Im not sure how many of you out there are familiar with the restaurant Zea's,but I really love their Ty ribs. Does anyone that knows what Im talkin about have a recipe like this or close to it? thanks


----------



## werdwolf (Oct 14, 2010)

Not Ty, but the closest thing I have in my files.  Still on my to do list.

korean wing sauce is:

6 tbsp Shark brand Sriracha
1 tbsp habanero hot sauce
3 serrano peppers minced
6 cloves garlic minced
10 tbsp ketchup
1 tbsp ground ginger
1tsp soy sauce
5 tbsp lemon juice
black pepper to taste.
1/2 cup sugar
1/2 cup toasted sesame seeds

sweet, and then an afterkick of heat.

http://www.smokingmeatforums.com/forums/showthread.php?t=91483






*chisoxjim*


----------



## eman (Oct 14, 2010)

Hey lectro,

 Google is your friend.
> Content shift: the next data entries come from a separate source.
PR #1921, opened 2026-03-01
access: remove DE-specific messages

### LINKED ISSUE #1593: Screenshot portal permission request is misleading
### Operating System

Fedora 41

1.18

_No response_

### Desktop Environment

KDE

_No response_

### Expected Behavior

Google thai rib sauce and Zeas is the first thing to pop up .sauce is sold in stores . It gives list of locations.


----------



## pandemonium (Oct 14, 2010)

werdwolf said:


> Not Ty, but the closest thing I have in my files.  Still on my to do list.
> 
> korean wing sauce is:
> 
> ...


Do it, you will like it!! Weredwolf, this is his wing sauce but he also has a Korean bbq sauce recpie too


----------



## pokey (Oct 14, 2010)

eman said:


> Hey lectro,
> 
> Google is your friend. Google thai rib sauce and Zeas is the first thing to pop up .sauce is sold in stores . It gives list of locations.


Let me do that for you. Click here: [_Link_]


----------



## lectro-smoke (Oct 14, 2010)

thanks for the help. foung a store not too far from the house that had the sauce. gonna give it a try tom. on my ribs.


----------